Department of Environmental Health Sciences, Columbia University, New York, New York, United States of America.
Department of Epidemiology, Columbia University, New York, New York, United States of America.
PLoS Comput Biol. 2023 Mar 13;19(3):e1010945. doi: 10.1371/journal.pcbi.1010945. eCollection 2023 Mar.
Deaths by suicide, as well as suicidal ideations, plans and attempts, have been increasing in the US for the past two decades. Deployment of effective interventions would require timely, geographically well-resolved estimates of suicide activity. In this study, we evaluated the feasibility of a two-step process for predicting suicide mortality: a) generation of hindcasts, mortality estimates for past months for which observational data would not have been available if forecasts were generated in real-time; and b) generation of forecasts with observational data augmented with hindcasts. Calls to crisis hotline services and online queries to the Google search engine for suicide-related terms were used as proxy data sources to generate hindcasts. The primary hindcast model (auto) is an Autoregressive Integrated Moving average model (ARIMA), trained on suicide mortality rates alone. Three regression models augment hindcast estimates from auto with call rates (calls), GHT search rates (ght) and both datasets together (calls_ght). The 4 forecast models used are ARIMA models trained with corresponding hindcast estimates. All models were evaluated against a baseline random walk with drift model. Rolling monthly 6-month ahead forecasts for all 50 states between 2012 and 2020 were generated. Quantile score (QS) was used to assess the quality of the forecast distributions. Median QS for auto was better than baseline (0.114 vs. 0.21. Median QS of augmented models were lower than auto, but not significantly different from each other (Wilcoxon signed-rank test, p > .05). Forecasts from augmented models were also better calibrated. Together, these results provide evidence that proxy data can address delays in release of suicide mortality data and improve forecast quality. An operational forecast system of state-level suicide risk may be feasible with sustained engagement between modelers and public health departments to appraise data sources and methods as well as to continuously evaluate forecast accuracy.

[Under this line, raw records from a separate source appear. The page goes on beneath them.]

PR #4112, opened 2022-09-16
Make a best effort attempt to flush reports at crash time

mrober:
Make a best effort attempt to flush reports at crash time. This should allow us to upload reports for app initialization crashes.  This will also prevent the app from needing to relaunch to upload the scheduled reports. If the best effort attempt fails, this will still go back to the original behaviour.

### DIFF
--- a/firebase-crashlytics/src/main/java/com/google/firebase/crashlytics/internal/send/DataTransportCrashlyticsReportSender.java
+++ b/firebase-crashlytics/src/main/java/com/google/firebase/crashlytics/internal/send/DataTransportCrashlyticsReportSender.java
@@ -17,9 +17,12 @@ package com.google.firebase.crashlytics.internal.send;
 import android.content.Context;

在过去的二十年中,美国的自杀死亡人数以及自杀意念、计划和尝试都在增加。要部署有效的干预措施,就需要及时、准确地了解自杀活动的地理分布情况。在这项研究中,我们评估了两步法预测自杀死亡率的可行性:a)生成回溯预测,即对过去几个月的死亡率进行预测,如果实时生成预测,这些数据将无法获得;b)利用回溯预测数据和观测数据生成预测。我们将危机热线服务的来电和谷歌搜索引擎上与自杀相关的查询作为代理数据源,用于生成回溯预测。主要的回溯预测模型(auto)是一个自回归综合移动平均模型(ARIMA),仅基于自杀死亡率进行训练。三个回归模型将 auto 的回溯预测数据与来电率(calls)、GHT 搜索率(ght)以及两个数据集合并(calls_ght)进行了扩充。这 4 个预测模型都是用相应的回溯预测数据进行训练的 ARIMA 模型。我们将所有模型与随机游走带漂移模型的基线进行了对比。对 2012 年至 2020 年期间全美 50 个州逐月进行 6 个月的前瞻性预测。我们使用分位数得分(QS)来评估预测分布的质量。与基线相比,auto 的中位数 QS 更好(0.114 比 0.21)。扩充模型的中位数 QS 均低于 auto,但彼此之间没有显著差异(Wilcoxon 符号秩检验,p>.05)。扩充模型的预测也更具校准性。这些结果共同证明了代理数据可以解决自杀死亡率数据发布延迟的问题,并提高预测质量。通过建模人员和公共卫生部门之间的持续合作,评估数据源和方法,并不断评估预测准确性,构建州级自杀风险的实时预测系统是可行的。